PR #358, opened 2022-01-29
chore: add more type annotations

import-brain:
All added type annotations were checked against @types/faker@5.5.9 (most recent version that contains a index.d.ts file)


import-brain:
Not sure which milestone this would go under, please add one for me :)

ST-DDT (approved):

ST-DDT:
These types match the expectation and the underlying types should match, so lets get that in now.

PR #363, opened 2022-01-30
feat(types): provide strong typing for locales

ST-DDT:
In this first stage I only compare what the methods that use the definitions (likely) return and compare that to the locale en.


src/locales/en/address/index.ts
```diff
@@ -20,28 +21,38 @@ import street_name from './street_name';
...
+  time_zone,
+
+  // Extra
   street_address,
   street_name,
-  street_suffix,
-  time_zone,
-};
+  default_country,
+  building_number,
```
ST-DDT, line 55: Can someone please check whether and how these can currently be accessed and properly used by faker?
(The default country is usable as is via the definitions.address.default_country, but IMO for the others methods are missing for now).

ST-DDT:
The changes in the locales/index.ts files are only temporary to support filtering unneeded entries.

ST-DDT:
Please mark all types that I should inline.

I will apply the types/remove all anys programmatically from the LocaleDefinition children once this and this and #252 is merged.
(Via script)

src/definitions/definitions.ts
```diff
@@ -0,0 +1,138 @@
...
+  readonly finance: typeof finance;
+  readonly hacker: typeof hacker;
+  readonly internet: typeof internet;
+  readonly lorem: typeof lorem;
+  readonly name: typeof name;
+  readonly music: typeof music;
+  readonly phone_number: typeof phone_number;
+  readonly system: typeof system;
+  readonly vehicle: typeof vehicle;
+  readonly word: typeof word;
```
ST-DDT, line 111: Should we simplify these to just `[module: string]: string[]`?

ST-DDT:
All type definitions have been checked to work for both the en locale and the code using them (unless I didn't see all anys).
(With the expection of `postcode_by_state` that has a bug in both the code and the locales.)

src/definitions/address.ts
```diff
@@ -0,0 +1,114 @@
+import type { Format, Formats, Texts } from './utils';
+import { allOf } from './utils';
+
+/**
+ * The possible definitions related to addresses.
+ */
+export interface AddressDefinitions {
+  /**
+   * Postscodes patterns by state
```
ST-DDT, line 9:
```suggestion
   * Postcodes patterns by state
```

src/definitions/address.ts
```diff
@@ -0,0 +1,114 @@
...
+   */
+  // TODO ST-DDT 2022-01-31: address.zipCodeByState() expects only { [state: string]: Range }
+  postcode_by_state: Formats | { [state: string]: Range };
+  /**
+   * Postscodes patterns
```
ST-DDT, line 14:
```suggestion
   * Postcodes patterns
```

ST-DDT:
Trivia: This PR reduces the lint warnings by more than 200 (731 -> 520).
(A huge amount of them are still scattered in the other locales and unused modules)

Shinigami92:
I will review this today in VSCode when I have a time-slot

src/index.ts
```diff
@@ -5,7 +5,12 @@ import { Company } from './company';
 import { Database } from './database';
 import { Datatype } from './datatype';
 import { _Date } from './date';
-import type { Definitions } from './definitions';
+import type {
+  Definitions,
+  DefinitionTypes,
+  LocaleDefinition,
+} from './definitions';
+import { definitions } from './definitions';
```
Shinigami92, line 13: Maybe we should use CONSTANT_CASE so we do not confuse with the Faker definitions.

```suggestion
import { definitions as DEFINITIONS } from './definitions';
```

src/index.ts
```diff
@@ -30,317 +35,26 @@ import { Word } from './word';
...
-      'interjection',
-      'noun',
-      'preposition',
-      'verb',
-    ],
-    title: '',
-    separator: '',
-  };
+  // This will eventually be replaced by just the imported definitions
+  private readonly definitionTypes: DefinitionTypes = definitions;
```
Shinigami92, line 57:
```suggestion
  private readonly definitionTypes: DefinitionTypes = DEFINITIONS;
```

src/locales/en/address/index.ts
```diff
@@ -20,28 +21,38 @@ import street_name from './street_name';
...
+} as Partial<AddressDefinitions>;
```
Shinigami92, line 56: Is it intended not to use `const address: Partial<AddressDefinitions> = ..-`?

_applies to other locations too_

src/definitions/company.ts
```diff
@@ -0,0 +1,33 @@
...
+import { allOf } from './utils';
+
+/**
+ * The possible definitions related to companies.
+ */
+export interface CompanyDefinitions {
+  // Business/products related words
+  bs_adjective: Texts;
+  bs_noun;
+  bs_verb;
```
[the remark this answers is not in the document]
ST-DDT: I missed them I guess. 😇

src/definitions/company.ts
```diff
@@ -0,0 +1,33 @@
+import type { Texts } from '.';
+import { allOf } from './utils';
+
+/**
+ * The possible definitions related to companies.
+ */
+export interface CompanyDefinitions {
+  // Business/products related words
```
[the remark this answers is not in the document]
ST-DDT: Will fix that

src/definitions/index.ts
```diff
@@ -0,0 +1,77 @@
...
+  Texts,
+  Format,
+  Formats,
+  AnimalDefinitions,
+  AddressDefinitions,
+  CommerceDefinitions,
+  CommerceProductNameDefinitions,
+  CompanyDefinitions as CompanyDefinition,
+  DatabaseDefinitions as DatabaseDefinition,
+  DateDefinitions as DateDefinition,
```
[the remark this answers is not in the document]
ST-DDT: I renamed the files. Looks like vscode did something strange there.

src/index.ts
ST-DDT: Only here or also the exported values?

src/locales/en/address/index.ts
ST-DDT: Yes. If I add them to the end, the definitions contain values that are not specified in our API and we dont guarantee their existance or format at all. I only add them for backwards compatibility.

ST-DDT: We have to check/handle/support them in 6.2 or 7.0.

src/definitions/index.ts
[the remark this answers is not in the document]
Shinigami92: VSCode is doing it like this, so the renaming of a class doesn't break anything and the refactoring affects less then possible.

src/index.ts
Shinigami92: I think it makes sense also for the export

src/locales/en/address/index.ts
Shinigami92: I thought when we use `Partial` it will not complain

ST-DDT: `const x: Partial<X> =` is only possible if the object is a subset of X, but this isn't the case here.
As `x` contains elements that aren't in `X`.
The `as Partial<X>` allows for conjunction cases. Where some elements in `x` are not present in `X`.

src/definitions/finance.ts
```diff
@@ -0,0 +1,60 @@
...
+
+/**
+ * The possible definitions related to currencies.
+ */
+export interface FinanceCurrencyDefinitions {
+  /**
+   * The information about currencies by their full name.
+   */
+  [currencyName: string]: FinanceCurrencyEntryDefinitions;
+}
```
ST-DDT, line 36: Should I inline this as well?

src/definitions/system.ts
```diff
@@ -0,0 +1,37 @@
...
+  directoryPaths: string[];
+  mimeTypes: SystemMimeTypeDefinitions;
+}
+
+/**
+ * The mime type definitions with some additional information.
+ */
+export interface SystemMimeTypeDefinitions {
+  [mimeType: string]: SystemMimeTypeEntryDefinitions;
+}
```
ST-DDT, line 19: Should I inline this as well?

ST-DDT (commented):
I removed most of the simple types.

src/definitions/utils.ts
```diff
@@ -0,0 +1,8 @@
+// https://stackoverflow.com/a/53395649/4573065
+type AllOf<T> = ['Needs to be all of', T];
```
Shinigami92, line 2: Please also export this, so if someone really needs it, they can use it
```suggestion
export type AllOf<T> = ['Needs to be all of', T];
```

src/index.ts
```diff
@@ -30,317 +31,23 @@ import { Word } from './word';
...
-      'conjunction',
-      'interjection',
-      'noun',
-      'preposition',
-      'verb',
-    ],
-    title: '',
-    separator: '',
-  };
+  readonly definitions: LocaleDefinition = { title: 'loading' };
```
Shinigami92, line 50: loading? Theoretically this is a runtime change :thinking: 
I would suggest to just use 

```suggestion
  // Will be lazy init
  readonly definitions: LocaleDefinition = {} as LocaleDefinition;
```

src/index.ts
```diff
@@ -381,18 +88,17 @@ export class Faker {
...
    * Load the definitions contained in the locales file for the given types
-   *
-   * @param types
    */
-  private loadDefinitions(types: DefinitionTypes): void {
+  private loadDefinitions(): void {
     // TODO @Shinigami92 2022-01-11: Find a way to load this even more dynamically
     // In a way so that we don't accidentally miss a definition
-    Object.keys(types).forEach((t: keyof DefinitionTypes) => {
+    const types = DEFINITIONS;
```
Shinigami92, line 100: Maybe we should directly use it instead of re-variable it ^^

Shinigami92 (approved):

prisis (approved):

PR #362, opened 2022-01-29
feat: add more arabic names dataset

wael-Fadlallah:

PR #365, opened 2022-01-30
feat(revert): add more arabic names dataset

JessicaSachs:
Reverts faker-js/faker#362


Shinigami92 (approved):

ejcheng (approved):

ST-DDT (approved):

prisis (approved):

ST-DDT:
Does reverting this reduce our work?
If not, then we could just leave it in here as an accident.

Shinigami92:
> Does reverting this reduce our work?
> 
> If not, then we could just leave it in here as an accident.

Due to the CI fails and no other PR can be worked on / rebased, we will revert it for now
I talked already to the contributor and said that we are sorry. Everything is okay right now, we will do this in v6.2 as planned 👌

PR #372, opened 2022-01-30
test: rewrite name tests

Shinigami92:


ST-DDT (approved):

test/name.spec.ts
```diff
@@ -1,333 +1,520 @@
...
-        assertInArray(
-          name,
-          faker.definitions.name[genderString + '_first_name']
+  }
+
+  // Create and log-back the seed for debug purposes
+  faker.seed(Math.ceil(Math.random() * 1_000_000_000));
+
+  describe(`random seeded tests for seed ${faker.seedValue}`, () => {
+    for (let i = 1; i <= NON_SEEDED_BASED_RUN; i++) {
```
piotrekn, line 169: @Shinigami92 what's the reason behind repeating tests `NON_SEEDED_BASED_RUN` times?

Shinigami92: Because these tests are random, we want to ensure that they are stable over multiple runs.
For most modules it's not such important so we just make currently `5` runs, but e.g. the datatype module we run `25` times.
Also if we need to, we have the same configuration for all tests and so we can quickly jump into a test and change these behalf.

PR #383, opened 2022-01-31
test: rewrite music tests

piotrekn:


test/music.spec.ts
```diff
@@ -1,14 +1,63 @@
...
+          expect(actual).toEqual(expectations[functionName].noArgs);
+        });
+      }
+    });
+  }
+
+  // Create and log-back the seed for debug purposes
+  faker.seed(Math.ceil(Math.random() * 1_000_000_000));
+
   describe('genre()', () => {
```
ST-DDT, line 55: AFAICT your don't use that seed here at all.

Maybe use it like this: https://github.com/faker-js/faker/blob/8bb1e6c068518c6c1ebafacc93d38cdbdb2710c5/test/date.spec.ts#L423-L428

ST-DDT (changes requested):
Looks good to me, expect one small detail.

ST-DDT (dismissed):

import-brain (approved):

Shinigami92 (changes requested):
Please add a `NON_SEEDED_BASED_RUN = 5` like in the other new tests, so we can ensure stability

ST-DDT (approved):

test/music.spec.ts
```diff
@@ -1,14 +1,69 @@
...
+  faker.seed(Math.ceil(Math.random() * 1_000_000_000));
+
+  describe(`random seeded tests for seed ${faker.seedValue}`, () => {
+    for (let i = 1; i <= NON_SEEDED_BASED_RUN; i++) {
+      describe('genre()', () => {
+        it('should return a genre', () => {
+          const genre = faker.music.genre();
+
+          expect(typeof genre).toBe('string');
+          expect(genre).toBeTruthy();
```
Shinigami92, line 64: **suggestion:** I think this would be a bit better:
```suggestion
          expect(genre.length).greaterThen(0);
          expect(faker.definitions.music.genre).toContain(genre);
```

piotrekn: Checking `faker.definitions` - good idea 👍🏻 
Could you support with an argument, when `expect(genre.length).greaterThen(0` would be better than `expect(genre).toBeTruthy()`?
I see it exactly opposite. In case of `genre = null/undefined` you'd get generic error `Cannot read property 'length' of undefined`.

Shinigami92: Oh... yeah, you are right with the length :astonished: 
I was **wrong** with my thought that `expect('').toBeTruthy()` would not fail

ST-DDT (approved):

Shinigami92 (approved):

PR #384, opened 2022-02-01
chore: improve typesafety for locales

fpoppinga:
- DefinitionTypes now can only contain keys which are actually defined
  by the respective field in LocaleDefinition
- remove lots of  types from de locale
- fix (some) missing keys in DefinitionTypes


ST-DDT:
See also https://github.com/faker-js/faker/pull/363

Shinigami92:
Closing in favor of #363

PR #869, opened 2022-04-24
test: refactor random tests to use validator.js methods

import-brain:


test/random.spec.ts
```diff
@@ -257,9 +257,7 @@ describe('random', () => {
       });
 
       expect(alphaText).toHaveLength(5);
-      for (const bannedChar of bannedChars) {
-        expect(alphaText).not.includes(bannedChar);
-      }
+      expect(alphaText).toMatch(/^[0-9]*$/);
```
import-brain, line 260: This matches numbers only.

test/random.spec.ts
```diff
@@ -269,9 +267,7 @@ describe('random', () => {
       });
 
       expect(alphaText).toHaveLength(5);
-      for (const bannedChar of bannedChars) {
-        expect(alphaText).not.includes(bannedChar);
-      }
+      expect(alphaText).toMatch(/^([^0-9]*)$/);
```
import-brain, line 270: This matches everything except numbers.

test/random.spec.ts
Shinigami92, line 260: While reading this test, I find it confusing that the variable is called `alphaText`. I assume this is a copy-paste issue from history. Should we name it maybe `actual` or `alphaNumericText`?
I would prefer `actual` for simplicity.

Applies for the part below as well.

test/random.spec.ts
Shinigami92: Should we use `\d` for this?

test/random.spec.ts
Shinigami92: Should we use `\d` for this?

xDivisionByZerox:
I don't know about this PR. If I remember correctly we have an unwritten rule to use as less RegExp as possible.
It can get really fast out of hand and is for most people not that readable. Furthermore (in this specific case) using the provided matcher (`not.includes`) you receive a much nicer error message to debug.

Shinigami92:
> I don't know about this PR. If I remember correctly we have an unwritten rule to use as less RegExp as possible. It can get really fast out of hand and is for most people not that readable. Furthermore (in this specific case) using the provided matcher (`not.includes`) you receive a much nicer error message to debug.

Would you like to add this statement to our docs? And yes I also se it like you and I already thought about to suggest using `toSatisfy` with validators. But if you even say that the output message is better readable, then we may even not do anything here.

test/random.spec.ts
ST-DDT:
```suggestion
      expect(alphaText).toMatch(/^[a-z]*$/);
```

test/random.spec.ts
ST-DDT: I think this is good enough.
If we rename the variables, then we should do so consistently in another PR.

ST-DDT:
Maybe instead of regex use the related validator.js methods in compination with satisfy?

test/random.spec.ts
Shinigami92: Are upper case letters also allowed? Or is that another case not covered in this test-path?

import-brain:
> Maybe instead of regex use the related validator.js methods in compination with satisfy?

I didn't use satisfy directly, but I think my method also works. There might be a better way to write this, though.

ST-DDT (approved):

ST-DDT (changes requested):
Oh no. Now the failure message no longer contains the bad value.

Shinigami92 (approved):

ST-DDT (approved):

+-------+

[EXERCISE GOAL] Return, word for word, each line from the line that contains "ST-DDT: I think this is good enough." to the end of the listing above; include both end lines and nothing else.

[SOLUTION BELOW]
ST-DDT: I think this is good enough.
If we rename the variables, then we should do so consistently in another PR.

ST-DDT:
Maybe instead of regex use the related validator.js methods in compination with satisfy?

test/random.spec.ts
Shinigami92: Are upper case letters also allowed? Or is that another case not covered in this test-path?

import-brain:
> Maybe instead of regex use the related validator.js methods in compination with satisfy?

I didn't use satisfy directly, but I think my method also works. There might be a better way to write this, though.

ST-DDT (approved):

ST-DDT (changes requested):
Oh no. Now the failure message no longer contains the bad value.

Shinigami92 (approved):

ST-DDT (approved):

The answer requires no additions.